▶ Exercise requirements
State how many lines in the records below include the word "Array". Give nothing but that number.

Data items:
-------------------------
PR #156, opened 2023-02-18
Fixes to account for backend changes

marillam:
Fixes needed to make the main functional again.

Note: I added the new ".data" to code located in the services folder for everything except the authentication related functionality. I think this is the easiest way to move forward with the least amount of changes to existing code. The auth code already worked with the new routes for the most part (outside the user service), so I decided to let it be. @kiiamakir decide if you want to change that.

And I'm now realising that the tests for fetch instances and edit instance probably fail because the mock data hasn't been changed to match the new route data.

### DIFF
--- a/client/src/components/EditInstanceView.js
+++ b/client/src/components/EditInstanceView.js
@@ -18,7 +18,7 @@ const EditInstanceView = () => {
   useEffect(() => {
     instancesService.getSisuInstance(instanceId)
       .then((data) => {
-        setInstance(data.instance);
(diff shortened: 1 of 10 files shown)


viivi-uhari (approved):
Great Job! Everything seems to work!

kiiamakir (approved):
Looks great! Currently all get and post calls seem to be working. Once the backend refactoring is completed we should make sure that the data being sent to the server is up to date.

Issue #163, opened 2023-02-22
Course role refactoring


no-comma:
As a backend developer, I want course roles to be defined better with mock data, so that old APIs can be updated to function as intended.

- [x] Teacher responsible as a user role instead of course instance attribute @no-comma
- [x] Define what course roles should exist
- [x] Update old APIs to retrieve data through course roles @no-comma
- [x] Mock data for course roles @no-comma
- [ ] Split user role and course role @Gskartwii

PR #165, opened 2023-02-24
Course role refactor

no-comma:
This PR is intended to address the tasks I've assigned to myself in #163.

Since we've received comments about it, I've opted to rename "responsible teacher" in this PR. "Teacher responsible" has been suggested, but I chose "teacher in charge" as a candidate new term. "Vastuuopettaja" doesn't strictly seem to have a translation, but "vastuuhenkilö" does, and it translates to "person in charge." By extension it would make sense for "vastuuopettaja" to be "teacher in charge."

I don't know how to handle the new queries going through `CourseRole`, so I would appreciate some pointers on those.


server/src/controllers/courseInstance.ts
```diff
@@ -71,7 +79,7 @@ export async function getCourseInstance(req: Request, res: Response): Promise<vo
     endDate: instance.endDate,
     teachingMethod: instance.teachingMethod as TeachingMethod,
     gradingType: instance.gradingType as GradingType,
-    responsibleTeacher: responsibleTeacher?.name ?? '-',
+    teachersInCharge: [],
```
jj-stigell, line 82: Can we fill in the teacher names here same way as in the `getAllCourseInstances` function?

server/src/types/course.ts
```diff
@@ -45,6 +45,13 @@ export interface CourseInstanceData {
...
-  responsibleTeachers?: Array<string>,
+  // TODO: There should maybe be a UserData interface if more data is needed,
+  // for example ID of user.
+  teachersInCharge?: Array<string>
+}
+
+export enum CourseInstanceRoleType {
+  Student = 'STUDENT',
+  Teacher = 'TEACHER',
+  TeacherInCharge = 'TEACHERINCHARGE',
```
jj-stigell, line 56: I think this is just a matter of taste , but should we use underscore as word separator in `TEACHERINCHARGE` to improve readability? (Also in the database and sequelize models)

jj-stigell (changes requested):
Nice refactoring, just few things to address.

server/src/types/course.ts
no-comma: Yes, that would be better. The reason I chose `TEACHERINCHARGE` was because it seemed more consistent with `PASSFAIL`.

jj-stigell: Would it then make sense to also update the `PASSFAIL` to `PASS_FAIL`

no-comma: Changed both. I also decided update some other naming we've decided to change before.

server/src/controllers/courseInstance.ts
no-comma: Good point, forgot about that.

jj-stigell (approved):
Good work

client/src/services/textFormat.js
```diff
@@ -22,6 +22,10 @@ const formatDateString = (dateString) => {
 // and from "EXAM" to "Exam"
 const formatCourseType = (courseType) => {
   switch (courseType) {
+  case 'teaching-participation-lectures':  // Type from Sisu API
```
Gskartwii, line 25: Should we also handle the case of `hyl/tt/ht` here? Such a grading scale is used for e.g. the Swedish language exams taken by Finnish-speaking students.

server/src/controllers/sisu.ts
```diff
@@ -23,13 +23,11 @@ function parseSisuCourseInstance(instance: SisuCourseInstance): CourseInstanceDa
...
     endDate: instance.endDate,
-    teachingMethod: (instance.type === 'exam-exam'
-      ? TeachingMethod.Exam
-      : TeachingMethod.Lecture),
-    gradingType: (instance.summary.gradingScale.fi === '0-5'
-      ? GradingType.Numerical
-      : GradingType.PassFail),
-    responsibleTeachers: instance.summary.teacherInCharge,
+    type: instance.type,
+    gradingScale: (instance.summary.gradingScale.fi === '0-5'
```
Gskartwii, line 27: Comment about language exam grading scales also applies here.

server/src/controllers/courseInstance.ts
```diff
@@ -28,14 +35,31 @@ export async function getCourseInstance(req: Request, res: Response): Promise<vo
...
+                model: CourseTranslation,
+                attributes: ['language', 'courseName', 'department']
+              }
+            ]
+          },
+          {
+            model: User,
+            attributes: ['name'],
+            where: {
+              '$Users->CourseInstanceRole.role$': CourseInstanceRoleType.TeacherInCharge
```
Gskartwii, line 57: Just checking, does Sequelize guarantee that this dollar-sign notation is valid?

server/src/controllers/courseInstance.ts
```diff
@@ -116,7 +140,7 @@ export async function getCourseInstance(req: Request, res: Response): Promise<vo
 }
 
 export interface CourseInstanceWithTeachers extends CourseInstance {
-  teacher: User
+  Users: Array<User>
```
Gskartwii, line 143: Could we consider using `{ name: string }` instead of the full `User` type here? Below, the `findAll` call only extracts the `name` attribute from the database, so this is unsound in terms of the TypeScript type system.

server/src/controllers/courseInstance.ts
```diff
@@ -125,21 +149,16 @@ export async function getAllCourseInstances(req: Request, res: Response): Promis
...
-    ],
     where: {
       courseId: courseId
     },
-    // TODO: CHANGE TO GO THROUGH COURSE ROLE INSTEAD OF GOING THROUGH
-    // RESPONSIBLE TEACHER FOREIGN KEY
     include: {
       model: User,
-      as: 'teacher'
+      attributes: ['name'],
```
Gskartwii, line 158: This would have many of the fields in the `User` being `null/undefined`, which would violate the contract of the `User` type.

Gskartwii (changes requested):
Nice work on a complex and wide-reach refactor. I have only a couple of concerns regarding a missing grading scale, and a Sequelize usage.

client/src/services/textFormat.js
viivi-uhari: Yes we can add that option. Do we have any documentation about what these types from Sisu could be? For example, is `hyl/tt/ht` confirmed to be a possible response from Sisu?

no-comma: This would fall under grading scale below rather than course instance type, but yes, it would be easy to add that to the server code, once we know the proper term for this scale.

> Do we have any documentation about what these types from Sisu could be?

One way to figure this out would be to try fetching information about a course which does use this scale from the Sisu API. Documentation probably also exists, but I don't know / can't remember where to find it.

server/src/controllers/courseInstance.ts
no-comma: Documentation for (part of?) this can be found here: https://sequelize.org/docs/v6/advanced-association-concepts/eager-loading/#complex-where-clauses-at-the-top-level

Does this answer your question? If not, could you elaborate on what you mean?

client/src/services/textFormat.js
viivi-uhari: Right, that should be added under grading scale but we have a similar function for the grading scale on the client side that we have for the course instance type so adding the correct term to the code client shouldn't be a problem either.

no-comma: The Sisu API returns this as `toinen-kotim`. Based on that, I'd add this as an enum value:
```ts
SecondLanguage = 'SECOND_LANGUAGE'
```
Any opinions?

viivi-uhari: That seems to be a good translation, or `'SECOND_NATIVE_LANGUAGE'`. But since this is used to return the values 'hyvät taidot', 'tyydyttävät taidot' etc., I'm not sure if the term used in Sisu is the best. But if we want to follow the example from Sisu, I'd say `'SECOND_LANGUAGE'` or `'SECOND_NATIVE_LANGUAGE'` would work.

viivi-uhari: Here are some terms that came to mind, but I feel like using some kind of `LANGUAGE` type would be fine as well.

Level of understanding
Level of skills
skill level
Level of abilities
Ability
Competence

viivi-uhari:
Because of the grading scale conversation I actually started thinking that have all of the Sisu course types been accounted for on the server side. For example, in the Sisu UI the type for the courses CS-C3170 and CS-E4675 is 'Project'.

viivi-uhari:
> Based on the terminology meeting, we aren't considering any Sisu course or course instance types in the backend at all anymore in this PR.

Right, I forgot about this! Then everything is good!

server/src/controllers/courseInstance.ts
Gskartwii: That explains it! I was wondering if this was an undocumented hack at first, but it's all good :+1:

client/src/services/textFormat.js
no-comma: Something needs to be picked so I chose `SECOND_NATIONAL_LANGUAGE`, which can be changed later.

viivi-uhari: I then need to add this to frontend as well. So hold on the review @Gskartwii

Gskartwii (approved):
Good work!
-------------------------
▶ Exercise response
3